In the records that come next, find every line with "correct". Return those lines.

-- Listed entries follows --

PR #34, opened 2017-03-10
Switch from `$type` to `type` and `children`

dimaryaz:


quilt/tools/command.py
```diff
@@ -489,9 +489,9 @@ def _print_children(children, prefix, path):
     def _print_node(node, prefix, child_prefix, name, path):
         name_prefix = u"─ "
         if isinstance(node, dict):
-            node_type = NodeType(node.pop(TYPE_KEY))
+            node_type = NodeType(node["type"])
```
kevinemoore: Shouldn't we still use constants for these? That way the linter will catch errors if we make typos.

quilt/test/test_install.py
```diff
@@ -11,7 +11,7 @@
 from six import assertRaisesRegex
 
 from quilt.tools import command
-from quilt.tools.const import HASH_TYPE, TYPE_KEY, NodeType
+from quilt.tools.const import HASH_TYPE, NodeType
```
akarve: what dictates case for constants? (camel vs all-caps)

quilt/tools/command.py
dimaryaz: Constants are kind of a workaround: the real solution is to use classes, and only use JSON for serialization/deserialization - but that's a bigger change.

PR #52, opened 2017-03-27
Don't create the package file until we're actually saving the contents

dimaryaz:
This makes `init_contents` and `clear_contents` unnecessary.

### DIFF
--- a/quilt/tools/command.py
+++ b/quilt/tools/command.py
@@ -436,11 +436,10 @@ def install(session, package, hash=None, version=None, tag=None):
     if pkghash != hash_contents(response_contents):
         raise CommandException("Mismatched hash. Try again.")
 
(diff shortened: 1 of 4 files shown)


quilt/tools/command.py
```diff
@@ -436,11 +436,10 @@ def install(session, package, hash=None, version=None, tag=None):
     if pkghash != hash_contents(response_contents):
         raise CommandException("Mismatched hash. Try again.")
 
-    pkgobj = store.create_package(owner, pkg, PackageFormat.HDF5)
+    pkgobj = store.create_package(owner, pkg)
```
kevinemoore: An alternative to setting format to the default in Package.__init__ would be to set it in create_package. I think we can assume all packages are created by create_package, but not necessarily by build_package.

PR #906, opened 2019-06-27
Search: clip notebook previews

nl0:


akarve:
Actually, have a look at #915. If you pass `exclude_output:true` to the preview endpoint, there will be no output cells. That results in a 10X smaller response in my unit tests. #915 also lets you, for certain file types, set an upper limit on the number of bytes returned.

PR #907, opened 2019-06-27
Preview csv files using preview endpoint

nl0:


akarve:
Something went wrong in this branch and the preview endpoint is getting `type=csv` but it should be `input=csv`.

nl0:
> Something went wrong in this branch and the preview endpoint is getting `type=csv` but it should be `input=csv`.

fixed

PR #910, opened 2019-06-27
only sign es requests for defaultBucket + dont proxy analyticsBucket

nl0:


akarve:
There is one other thing we need to correct: and that is, we should sign _any_ bucket referenced in config.json (i.e. we should also sign analyticsBucket requests). I didn't explain that well before.

nl0:
@akarve the error should be fixed now

nl0:
> There is one other thing we need to correct: and that is, we should sign _any_ bucket referenced in config.json (i.e. we should also sign analyticsBucket requests). I didn't explain that well before.

ok, i'll add a check for `analyticsBucket`

PR #911, opened 2019-06-27
Auth: disable retries when refreshing tokens

nl0:


catalog/app/containers/Auth/messages.js
```diff
@@ -7,10 +7,6 @@ export default defineMessages({
     id: `${scope}.notificationAuthLost`,
     defaultMessage: 'Authentication lost. Sign in again.',
   },
-  notificationAuthError: {
```
akarve: even if we don't retry, don't we still want to show an error?

nl0: the one above will be shown (`'Authentication lost. Sign in again.'`)

PR #913, opened 2019-06-27
Fix analytics auth

dimaryaz:


akarve:
@nl0 I requested this change in #910 but we can take it here instead

PR #926, opened 2019-07-03
remove-ipywidgets-dep

JacksonMaxfield:
After conversations with @akarve and my frustrations with how, even though Quilt3 has `ipywidgets` as a dependency, progress bars aren't being rendered in JupyterLab (which I would say is the now-a-days, standard workbench). Additionally, having it as a dependency, leads to a fair bit of bloat as it causes `jupyter-core`, `ipykernals`, and etc, to be installed when you install `quilt3` which to me shouldn't really be the case imo.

-- Listed entries concluded --

### Result below
There is one other thing we need to correct: and that is, we should sign _any_ bucket referenced in config.json (i.e. we should also sign analyticsBucket requests). I didn't explain that well before.
> There is one other thing we need to correct: and that is, we should sign _any_ bucket referenced in config.json (i.e. we should also sign analyticsBucket requests). I didn't explain that well before.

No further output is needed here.